[Collected data]
*** Begin section ***
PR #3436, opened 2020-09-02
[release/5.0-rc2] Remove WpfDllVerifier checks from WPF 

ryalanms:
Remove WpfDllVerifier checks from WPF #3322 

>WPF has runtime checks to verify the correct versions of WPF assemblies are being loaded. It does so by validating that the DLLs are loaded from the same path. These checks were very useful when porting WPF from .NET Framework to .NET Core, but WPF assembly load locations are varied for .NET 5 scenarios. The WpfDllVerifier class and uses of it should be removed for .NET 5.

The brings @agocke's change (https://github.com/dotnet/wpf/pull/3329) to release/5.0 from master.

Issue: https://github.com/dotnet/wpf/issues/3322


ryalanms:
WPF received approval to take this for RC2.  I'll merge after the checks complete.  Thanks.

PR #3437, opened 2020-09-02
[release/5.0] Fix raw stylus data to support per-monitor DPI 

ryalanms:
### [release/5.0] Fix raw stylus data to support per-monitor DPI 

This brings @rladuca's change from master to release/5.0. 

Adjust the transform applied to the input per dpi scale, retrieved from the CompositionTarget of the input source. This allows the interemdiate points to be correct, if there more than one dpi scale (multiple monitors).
*** End section ***
= To do =
The response must contain exactly the lines from the one with "This brings @rladuca's" to the end of the entries above, both included, and nothing more.

= Output below =
This brings @rladuca's change from master to release/5.0. 

Adjust the transform applied to the input per dpi scale, retrieved from the CompositionTarget of the input source. This allows the interemdiate points to be correct, if there more than one dpi scale (multiple monitors).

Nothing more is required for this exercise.